Search results for 'Free Web Graphics' on Google

Search results for ‘Free Web Graphics‘ on Google

Suppose I’ve landed the #4 spot for the search “Free Web Graphics.” (Actually, I haven’t; that’s Google’s personalized results which tend to favor Squidoo in my case.) While searchers tend to click the TOP results on a page, a photo can draw the eye down. My photo is more appealing than the one above it, simply because of the contrast and vibrance of the colors (mine is a professional portrait). Also, my snippet’s excerpt sounds a lot more friendly — doesn’t it? — while still showing that I’m covering the search query.

So, let’s take Google’s search results step by step.

1) Title: You know the drill: include your keyword phrase AND something to engage your audience.

2) Breadcrumbs (green links in above screencap): make sure the category you file your article under suits  your keyword, if you possibly can.

3) Photo and Google Authorship links.

Set up Google Authorship if you haven’t. Once Google has crawled your lenses with authorship included, it will often place your Google Profile photo in search results for your articles. The photo can draw the searcher’s eye — or repel them if your photo is off-putting.

See the bottom part of my Is Your Profile Picture a Zombie? article for tips on how to tweak  your profile photo.

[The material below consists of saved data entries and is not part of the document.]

PR #9565, opened 2026-01-29
feature(semantic): Allow immediate consumption of `ref self` of tempraries.

orizi:
## Summary

Added support for calling `ref self` methods on temporary expressions, allowing code like `make_counter().increment()` where `increment` takes `ref self`. This enables method chaining on temporary values that modify self.

---

## Type of change

Please check **one**:

- [x] New feature
- [ ] Performance improvement

---

## Why is this change needed?

Previously, methods that take `ref self` could only be called on variables, not on temporary expressions. This limitation prevented method chaining for methods that modify self, requiring users to create intermediate variables. This change allows for more fluent API design where methods can modify state and return self for chaining.

---

Code like `make_counter().increment()` would fail to compile if `increment` took `ref self`, with an error message indicating that ref arguments must be variables. This forced developers to use intermediate variables even for simple method chains.

---

Methods that take `ref self` can now be called on temporary expressions, enabling patterns like:
```cairo
make_counter().increment().increment()
```

This works by introducing a new `TempReference` variant for function call arguments that handles passing temporary expressions by reference.

---

## Additional context

The implementation:
1. Adds a new `TempReference` variant to `ExprFunctionCallArg`
2. Restructures `NamedArg` to track when temporary references are allowed
3. Updates the lowering pass to handle the new argument type
4. Adds test cases to verify the functionality

This change only applies to `ref self` parameters in method calls, not to regular `ref` parameters in function calls, which still require variables.

### DIFF
--- a/crates/cairo-lang-debug/src/debug.rs
+++ b/crates/cairo-lang-debug/src/debug.rs
@@ -4,7 +4,6 @@ mod test;
 
 // Mostly taken from https://github.com/salsa-rs/salsa/blob/fd715619813f634fa07952f0d1b3d3a18b68fd65/components/salsa-2022/src/debug.rs
 use std::collections::{BTreeMap, BTreeSet, HashMap, HashSet};
-use std::hash::Hash;
 use std::rc::Rc;
 use std::sync::Arc;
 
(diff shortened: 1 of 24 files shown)


orizi:
* **#9569** <a href="https://app.graphite.com/github/pr/starkware-libs/cairo/9569?utm_source=stack-comment-icon" target="_blank">Graphite</a>
* **#9565** <a href="https://app.graphite.com/github/pr/starkware-libs/cairo/9565?utm_source=stack-comment-icon" target="_blank">Graphite</a> 👈 <a href="https://app.graphite.com/github/pr/starkware-libs/cairo/9565?utm_source=stack-comment-view-in-graphite" target="_blank">(View in Graphite)</a>
* `main`


<h2></h2>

Or see this recent SEOMoz post, which reminded me of this topic: How Optimizing My Google Profile Pic Increased Traffic 35%. Take a look at the examples he tried and discarded. That will give you more ideas about what works!

4) Google snippet (excerpt) from your lens, usually 156 characters.

I’ve covered this before, but just in case you missed it:

Google will give a short excerpt: either the first sentence of your post/article/lens, or the first place where the searcher’s query shows up on the page. You can’t optimize every single snippet on the page, but you can optimize the first sentence plus the place where your top keyword (or the 2-3 most common searches) appears. Do this by Googling for your article — assuming it’s already been indexed — and see what snippet comes up.

Tweak it. Use SEOMofo’s Snippet Optimizer to rewrite it so that the excerpt accomplishes two things: (1) shows that the page covers the search query and (2) show that the page is well-written and competent. (This means proofreading, crisp language). If possible, make the snippet engaging, intriguing, fun, depending on your topic. Be un-boring.


The True Power of Social Media

Wow. I had started to create a lens on the Mars Curiosity Rover a little over a week ago, claimed the URL, then stupidly failed to finish it.

I wound up creating the article on Hubpages instead, since its clean interface looks a little less corny for educational pages.

I discovered one more reason why I was glad I’d created my Mars Rover page on Hubpages: it’s really fast to edit, update, and add pictures.  Sunday night, I decided to use my hub on the Mars Rover to liveblog the whole event. With a few Tweets and hashtags related to the event as it was unfolding, I started getting traffic before the spacecraft hit the atmosphere!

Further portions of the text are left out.